> Exercise instructions: Your task is to transcribe, without alteration, the lines from the top of the material below through the line bearing "#### Summary", inclusive.

> Recorded data:
PR #196, opened 2024-09-11
Add basic host validation in Uri and add port validation to the Uri constructor

### LINKED ISSUE #172: `Uri::__toString()` can yield malformed URIs
### Bug Report

|    Q        |   A
|------------ | ------
| Version(s)  | Current git 3.3.x

#### Summary

The `Uri` class is able to parse malformed URIs but this results in `Uri::__toString()` generating a malformed URI. Attempting to pass that URI back into Uri will yield a `InvalidArgumentException`.

#### Current behavior

Certain malformed URIs do not round-trip through `\Laminas\Diactoros\Uri`.

#### How to reproduce

```php
<?php

require('vendor/autoload.php');

$value = 'http://invalid:%20https://example.com';
$uri = new \Laminas\Diactoros\Uri($value);
$uri2 = new \Laminas\Diactoros\Uri($uri->__toString()); // Exception is thrown here.
```

#### Expected behavior

Either both constructors throw, or neither.

---------------

Note: This issue also exists in guzzlehttp/psr7 and was reported at guzzle/psr7#583.

Xerkus:
|    Q          |   A
|-------------- | ------
| Documentation | no
| Bugfix        | yes
| BC Break      | yes/no
| New Feature   | no
| RFC           | yes
| QA            | no

### Description

This change introduces validation for the uri host as `parse_url()` does not validate host subcomponent permitting outright forbidden characters to be used.

This PR introduces basic host subcomponent validation that would reject forbidden characters, validate IPv6 address and wrap it the square brackets. 
This validation does not ensure hostname is actually valid. For example, URI allows various sub-delimeters  and percent encoding which would be invalid in the context of the http urls. This validation does not prevent them and it does not validate percent encoding is actually valid.

See [RFC3986 3.2.2](https://datatracker.ietf.org/doc/html/rfc3986#section-3.2.2)

Port validation was added to the Uri constructor as `parse_url()` would allow port 0 which is a wildcard port not valid for the Uri.

### DIFF
--- a/psalm-baseline.xml
+++ b/psalm-baseline.xml
@@ -408,6 +408,7 @@
     </MixedAssignment>
     <PossiblyUnusedMethod>
       <code><![CDATA[authorityInfo]]></code>
+      <code><![CDATA[invalidHosts]]></code>
       <code><![CDATA[invalidPaths]]></code>
       <code><![CDATA[invalidQueryStrings]]></code>
       <code><![CDATA[invalidUriProvider]]></code>
--- a/psalm-baseline.xml
+++ b/psalm-baseline.xml
@@ -406,6 +406,19 @@
     <MixedAssignment>
       <code><![CDATA[$test]]></code>
     </MixedAssignment>
+    <PossiblyUnusedMethod>
+      <code><![CDATA[authorityInfo]]></code>
+      <code><![CDATA[invalidPaths]]></code>
+      <code><![CDATA[invalidQueryStrings]]></code>
+      <code><![CDATA[invalidUriProvider]]></code>
+      <code><![CDATA[mutations]]></code>
+      <code><![CDATA[queryStringsForEncoding]]></code>
+      <code><![CDATA[standardSchemePortCombinations]]></code>
+      <code><![CDATA[userInfoProvider]]></code>
+      <code><![CDATA[utf8PathsDataProvider]]></code>
+      <code><![CDATA[utf8QueryStringsDataProvider]]></code>
+      <code><![CDATA[validPorts]]></code>
+    </PossiblyUnusedMethod>
     <PossiblyUnusedParam>
       <code><![CDATA[$query]]></code>
     </PossiblyUnusedParam>
--- a/src/Uri.php
+++ b/src/Uri.php
@@ -10,6 +10,7 @@ use Stringable;
 
 use function array_keys;
 use function explode;
+use function filter_var;
 use function implode;
 use function ltrim;
 use function parse_url;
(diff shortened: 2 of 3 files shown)


Xerkus:
@laminas/technical-steering-committee this one is tricky. Needs feedback.

Interop integration tests do not establish how any of this should be treated. Other implementations allow any crap to be set as host and as a result produce junk url.

```
php > var_export(parse_url('http://(:1'));
array (
  'scheme' => 'http',
  'host' => '(',
  'port' => 1,
)
php > var_export(parse_url('http://,:1'));
array (
  'scheme' => 'http',
  'host' => ',',
  'port' => 1,
)
php > var_export(parse_url('http://[:1'));
array (
  'scheme' => 'http',
  'host' => '[',
  'port' => 1,
)
php > var_export(parse_url('http://]:1'));
array (
  'scheme' => 'http',
  'host' => ']',
  'port' => 1,
)
php > var_export(parse_url('http://][:1'));
array (
  'scheme' => 'http',
  'host' => '][',
  'port' => 1,
)
php > var_export(parse_url('http://;:1'));
array (
  'scheme' => 'http',
  'host' => ';',
  'port' => 1,
)
php > var_export(parse_url('http://::1'));
array (
  'scheme' => 'http',
  'host' => ':',
  'port' => 1,
)
php > var_export(parse_url('http:// :1'));
array (
  'scheme' => 'http',
  'host' => ' ',
  'port' => 1,
)
php > var_export(parse_url('http:// '));
array (
  'scheme' => 'http',
  'host' => ' ',
)
```

url_parse handles malformed IPv6 that is not enclosed in brackets but the last segment is treated as a port.
 
Malformed: `https://user:pass@fe80::200:5aee:feaa:20a2:3001/foo?bar=baz#quz`
Valid: `https://user:pass@[fe80::200:5aee:feaa:20a2]:3001/foo?bar=baz#quz`

Since this malformed format is accepted I feel we should allow to set IPv6 address as a host using `withHost()` but enclose it in brackets ourselves.
Alternative would be to reject IPv6 address that is not enclosed with brackets in all cases. It will be safer and frankly the proper approach but it also can be considered a breaking change.

For the remaining filtering introduced in this PR it only explicitly forbids general delimeters but allows anything else to run rampant.

I believe validation needs to be clamped down to only allow IPv6, IPv4 and valid for DNS hostnames. Probably pass it through validate domain filter. Any other URI variants are not suitable for http message context. Something along those lines:

```php
filter_var(idn_to_ascii($host), FILTER_VALIDATE_DOMAIN, FILTER_FLAG_HOSTNAME)
```

nyamsprod:
AFAIK the following 

```php
var_export(parse_url('http:// '));
```

should fail already because RFC3986 does not allow spaces in the URI the test should then be on
 
```php
var_export(parse_url('http://%20'));
```

But perhaps this is another issue which is not related to the current ticket.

> Expected answer:
PR #196, opened 2024-09-11
Add basic host validation in Uri and add port validation to the Uri constructor

### LINKED ISSUE #172: `Uri::__toString()` can yield malformed URIs
### Bug Report

|    Q        |   A
|------------ | ------
| Version(s)  | Current git 3.3.x

#### Summary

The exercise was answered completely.